I want to write a little story about the challenges with Alzheimer’s and my mother’s everyday life that we faced for a long period of her life, before she became so ill that she came under municipal care.
I am one of those who have experienced that my mother just disappeared further and further into herself, and what difficulties it represented when I, as the main relative, would try to help her in her everyday life.
My mother was diagnosed in 2013, but she managed so well that she could live in her cozy apartment, which became her little paradise.
But unfortunately the memory disappeared more and more as time went on, and I was trying to help her as best as I could, both with medication, doctor visits, glasses / lenses and everything else.
What I experienced was that despite authorizations, it became very difficult to have insight in, for example, which medicines she should take and when she should take them.
Time and time again she stood at the pharmacy to get her medication from her prescriptions, but did not know which ones she should get. And the pharmacist only saw a long list of medicines on the prescription, so they could not help her.
I was added to the official heath site in Norway as a relative, and tried to find out something there, but it was almost impossible to orientate myself in this professional language area.
The same regarding her vision. She started putting away glasses in various places, but I did not know her visual acuity, so it was difficult to buy new ones. She did not remember the strength herself.
Eventually she got in to the municipal healthcare service for elderly suffering from dementia. I really appreciate what they have done so far and their patience. But I experience again that she receives medication without me being informed.
And it would have been so easy to have one place to keep record of this, so I have a simple overview.
Now I’m in some of the same situation with my brother.
He is not suffering from demetia, but has other challenges, which means I have to be available to help him.
BUT – A BIG DIFFERENCE – I helped him download the World Medical Card app.
In addition, I have helped him enter the medications with a note when the various are to be taken.
We have entered diagnoses, that I am the head-relative – with phone number, visual acuity and all other important information.
He has shared the app with me, so now I can easily look it up for him if he is stuck at the pharmacy, or if he is traveling and running out of medicine.
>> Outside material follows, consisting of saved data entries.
PR #377, opened 2023-05-19
Add missing local webhooks

abays:
I missed these in the recent webhooks follow-up.

PR #381, opened 2023-05-22
Bump nova-api probe timeout

gibizer:
In tempest we saw[1] that a longer nova API request from tempest can block the pod probes resulting in a pod restart. So this patch bumps the timeout values of the probes to see if it mitigates the issue or not.

[1] https://github.com/openstack-k8s-operators/nova-operator/pull/377#issuecomment-1557188218

### DIFF
--- a/pkg/novaapi/deployment.go
+++ b/pkg/novaapi/deployment.go
@@ -47,13 +47,13 @@ func StatefulSet(
 	// After the first successful startupProbe, livenessProbe takes over
 	livenessProbe := &corev1.Probe{
 		// TODO might need tuning
-		TimeoutSeconds: 10,
-		PeriodSeconds:  10,
+		TimeoutSeconds: 30,
+		PeriodSeconds:  30,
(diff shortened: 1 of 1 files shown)


gibizer:
/retest all
One tempest passed

gibizer:

tempest failed but that is actually a tempest issue. I try to fix that in https://review.opendev.org/c/openstack/tempest/+/883892 but if the test_list_all_networks runs early when no network is created yet by other test cases then it will fail. So we should probably skiplist this test.

No nova-api container restart was observed during the run so I considers this tempest run a success from this PR perspective.

I also noticed that currently tempest is run with parallelism of 15. This is will not work later when we enable scenario tests.

gibizer:
tempest success 3/3

gibizer:
4/4 success

SeanMooney (approved):
thanks gibi, lets proceed with this for now and see if the ci stablises.

PR #384, opened 2023-05-26
Allow skip firewall setup when starting webhooks locally

gibizer:
The hacking/configure_local_webhooks.sh depends on `firewall-cmd` to open a port in the localhost's firewall. This is distro dependent. So this patch makes it possible to skip the firewall setup via an SKIP_FIREWALL ENV variable.

```
  SKIP_FIREWALL=true OPERATOR_TEMPLATES=./templates make run-with-webhook
```


bogdando (approved):

bogdando:
ugh, I didn't expect this to be merged before the CI passes :(

gibizer:
> ugh, I didn't expect this to be merged before the CI passes :(

The deploy jobs are non voting (not required) by the prow definition. Hence tide does not wait for them.

gibizer:
deploy job failed on:
```
Error from server (NotFound): deployments.apps "horizon-operator-controller-manager" not found
```
the tempest job seems to failed also on deploying the controllers. Neither seems to be related to this change

Issue #296, opened 2023-03-20
Failed AnsibleEE CRs should be deleted before retrying


kk7ds:
A failed ansible run leaves the job and ansibleee CRs in place for forensic reasons. However, even deleting the NovaExternalCompute will cause those to not be re-created on the next run, leading to confusion about why changes are not being taken into account.

Any time we're going to do an ansible run, we should delete/recreate/update a previous failed ansibleee CR so that new changes to any of the inputs are used for the subsequent job.

bogdando:
* NovaExternalCompute does no own the Ansibleee CR it creates and therefore when NovaExternalCompute is deleted the rest of the tree remains

bogdando:
this whole thing looks like is going to be addressed as the point 2 in https://github.com/openstack-k8s-operators/nova-operator/issues/319

SeanMooney:
yep that was the plan

SeanMooney:
this was not actully adressed by #387 although it is related.

bogdando:
Related https://github.com/openstack-k8s-operators/nova-operator/issues/319

gibizer:
This is targeting NovaExternalCompute but that is unused and will be deleted by https://github.com/openstack-k8s-operators/nova-operator/pull/476

Issue #319, opened 2023-03-30
Ansible compute followup TODOs


gibizer:
TODOs left for followup:
* do not requeu while waiting for the ansible jobs
* add controller ref to the ansible jobs we create to not leak them if nova is deleted while the job running
* pass NetworkAttachments to the ansiblee CR
* create a common ensureAEEDeploy function from the two similar one
* blank out nova-compute.conf
* add envtest coverage to the negative ansible execution case.

_Originally posted by @gibizer in https://github.com/openstack-k8s-operators/nova-operator/pull/268#pullrequestreview-1344058191_

bogdando:
* NovaExternalCompute does no own the Ansibleee CR it creates and therefore when NovaExternalCompute is deleted the rest of the tree remains

gibizer:
This issue is targeting NovaExternalCompute but that is unused now and will be deleted by https://github.com/openstack-k8s-operators/nova-operator/pull/476

PR #387, opened 2023-05-29
Do not left behind AnsibleEE job pods

bogdando:
Add nova external compute controller ref to the ansibleEE jobs to not leak them, if the external nova compute CR is deleted, while the AEE job running.

Related: https://github.com/openstack-k8s-operators/nova-operator/issues/319
Closes: https://github.com/openstack-k8s-operators/nova-operator/issues/296

Partial: [OSPRH-148](https://issues.redhat.com//browse/OSPRH-148)

### DIFF
--- a/test/functional/base_test.go
+++ b/test/functional/base_test.go
@@ -403,10 +403,17 @@ func CreateNovaExternalComputeSSHSecret(name types.NamespacedName) *corev1.Secre
 
 func GetAEE(name types.NamespacedName) *aee.OpenStackAnsibleEE {
 	instance := &aee.OpenStackAnsibleEE{}
+	novaExt := GetNovaExternalCompute(novaNames.ComputeName)
 
 	Eventually(func(g Gomega) {
 		g.Expect(k8sClient.Get(ctx, name, instance)).Should(Succeed())
 	}, timeout, interval).Should(Succeed())
+
+	Expect(instance.GetOwnerReferences()).To(HaveLen(1))
+	Expect(instance.GetOwnerReferences()[0]).To(HaveField("Name", novaExt.GetName()))
+	t := true
+	Expect(instance.GetOwnerReferences()[0]).To(HaveField("Controller", &t))
+
 	return instance
 }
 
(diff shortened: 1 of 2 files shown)


gibizer (dismissed):
Could you please assert the controller ref in the related envtest case?

test/functional/base_test.go
```diff
@@ -407,6 +407,12 @@ func GetAEE(name types.NamespacedName) *aee.OpenStackAnsibleEE {
 	Eventually(func(g Gomega) {
 		g.Expect(k8sClient.Get(ctx, name, instance)).Should(Succeed())
 	}, timeout, interval).Should(Succeed())
+
+	Expect(instance.GetOwnerReferences()).To(HaveLen(1))
+	Expect(instance.GetOwnerReferences()[0]).To(HaveField("Name", h.GetBeforeObject().GetName()))
```
bogdando, line 412: 'h' is nill, so it fails

bogdando: figured this out

SeanMooney (approved):

test/functional/base_test.go
```diff
@@ -403,10 +403,17 @@ func CreateNovaExternalComputeSSHSecret(name types.NamespacedName) *corev1.Secre
 
 func GetAEE(name types.NamespacedName) *aee.OpenStackAnsibleEE {
 	instance := &aee.OpenStackAnsibleEE{}
+	novaExt := GetNovaExternalCompute(novaNames.ComputeName)
```
gibizer, line 406: This make the GetAAE a bad candidate to moving into lib-common as a generic helper. I think we need to separate calls one that GetAEE and the other that asserts nova specific things on it.

Refactored it in https://github.com/openstack-k8s-operators/nova-operator/pull/412

SeanMooney: ack i agree although i did not think we were going to factor this out into lib common

ill add the refactor to my review list

gibizer: I'd like to move both GetAEE and the pulled out AssertControllerRef to lib-common as both useful for dataplane-operator testing as well.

We have also loaded the travel insurance certificate, so I can make sure that he gets quick help if something should happen.
Visual acuity for each of the eyes is also there, in case he forgets it.
I often think about how much the World Medical Card app could have helped my mother and me in such a difficult situation, with all the other challenges that also arise in the wake of this disease.
And I know at least that I will ease these challenges for my children by having the app shared and available to my loved ones.